When I first picked up this book, I had no idea what would actually happen. I mean, I knew that Elektra would die, but I never would have figured Daredevil for a murderer at the time. It was out of character for Daredevil – but that is what’s best about the comic. It is not a traditional story for Daredevil.
Miller’s change of attitude for Daredevil opened up doors for the character which were never explored before. The rage and revenge Daredevil had towards Bullseye overshadowed his own morals and beliefs. It truly changed the character all together.
The dark tones with sinister themes and little dialogue with the characters really pushed the story to become an iconic issue for both Daredevil and Marvel. I have to say both story and art are not separated as two individual items for they are one in the same with Miller’s work.
For me, this also is one of my first comics I’ve read where the villain was the primary character. Most of the focus was on Bullseye and part of me always wanted to see more of his sadistic self run rampant. Fortunately, I did get that much later on, thanks to the Dark Avengers. But none of that would have started had Miller not written such a brilliant story.
Of course, the idea of Daredevil being a true hero remained the same. That is, until the Dark Reign. Norman Osborn tried to have Bullseye finally kill Daredevil once and for all, but it ended with Bullseye leveling a apartment, killing hundreds of innocent people. Snapping from allowing Bullseye to get away with so many deaths for so many years, Murdock became tied up with The Hand and in Shadowland #1, his dark side appeared. As you can see, Bullseye had what was coming to him.
Tuesday marked my one-month anniversary of the blog, meaning in one month’s time, I’ve had 680 views! I think that’s pretty fantastic so far, so thank you everyone who has supported this idea! Last week’s article about Women in Comics was a huge success. Thank you for the comments and feedback received. Believe me, I’ll definitely be doing more posts like that in the near-future.
As for this week, I was late getting my comics on Wednesday hence no review. So instead of doing two separate blog posts, I’ll slam together one epic-post involving my weekly reviews, plus my Classic Comic feature. Sounds good? Okay!
So I am planning on doing three reviews for comics I grabbed this week, plus the Classic Comic, thus my reviews will be a bit shorter than usual as I want to cram everything in and not bore anyone. Also, please keep ***SPOILER ALERT*** in mind for when you read these reviews.
So without further adieu, let’s start with the Classic Comic!
As I’m sure you’ve heard about The Increduble Hulk coming back to television, so is a favourite of mine, Cloak and Dagger.
So as such, I shall review Cloak and Dagger Vol. 2 #1 from July of 1985. The second volume only lasted eleven issues, as it followed from a four-issue limited series. Bill Mantlo wrote both series, while Rick Leonardi penciled Volume 1, and up to issue four on Volume 2, only to have each issue after that drawn by different artists. Needless to say, this was to be Cloak and Daggers big break.

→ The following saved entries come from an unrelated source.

PR #3025, opened 2024-11-05
fix: Improve mobile view

anshg1214:
This PR fixes the case where BrainzPlayer hide the login button on homepage on the mobile

### DIFF
--- a/frontend/css/homepage.less
+++ b/frontend/css/homepage.less
@@ -359,7 +359,7 @@
 
   @media (max-width: @screen-sm) {
     .homepage-info {
-      bottom: 2.5em;
+      bottom: 4.5em;
     }
     .homepage-upper {
       .listen-container {
@@ -459,7 +459,7 @@
         top: 0;
       }
       .homepage-info {
-        bottom: 1.5em;
+        bottom: 4.5em;
         color: @dark-grey;
         max-width: 50%;
       }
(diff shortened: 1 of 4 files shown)


MonkeyDo (commented):
I suppose in this case it would make more sense to hide BrainzPlayer on the homepage, no?
There's no music to play and I think it doesn't improve the homepage.

frontend/css/homepage.less
```diff
@@ -459,7 +459,7 @@
         top: 0;
       }
       .homepage-info {
-        bottom: 1.5em;
+        bottom: 4.5em;
```
MonkeyDo, line 462: I think this should probably be reverted, on mobile phone in horizontal mode the bottom text comes butting in with the top text:
image

With the previous `1.5em` value:
image


Only applies to this `max-height` media query, the other one is fine

MonkeyDo (commented):
Sweet!
One last little detail and we're good to merge :rocket:

frontend/css/homepage.less
anshg1214: But, in the cases where we show the BrainzPlayer on the homepage, it fits perfectly
image

MonkeyDo: Ah yes, I forgot while testing that you can be playing music and then go to the landing page.

MonkeyDo (approved):
:rocket:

The comic opens with the duo stopping a child sex-ring, which makes the story start pretty dark for characters who flew out of the Spider-Man comics. A battle ensues with the gang who steals the women, where Cloak and Dagger both put an end to the nonsense. They manage to hold off any death until the police arrive, and they head back to their home – The Holy Ghost Church – their sanctuary.
There, the Father believes Cloak is a bad influence on Dagger and believes he is persuading her in a life of crime. They discuss with the Father that they are runaways (it’s written in bold in the book and thus explaining their cameo in the Runaways series) and give a brief story about who they are, and explain how Cloak saved Dagger and they are a team.
While taking refuge in the church for a few days, Cloak inexplicably attacks church goers and makes them see their darkest fears. Dagger attacks back, believing Cloak must have been angry at the Father for his judgment. However, during the battle, two red eyes appear from the darkness making the reader assume Cloak has been possessed. Dagger, unknown to this, thinks Cloak is arrogant and leaves him, giving the reader the understanding that the duo is no more. So ends the comic.
Cloak and Dagger #1 is dark and gritty – exactly how the duo are upon facing crime. They are misunderstood and believe in high-morals, fighting for what’s right while still dealing with their own demons. The first issue really emphasized the image of C&D, especially with inker Terry Austin at the helm giving us the looks of a grungy city.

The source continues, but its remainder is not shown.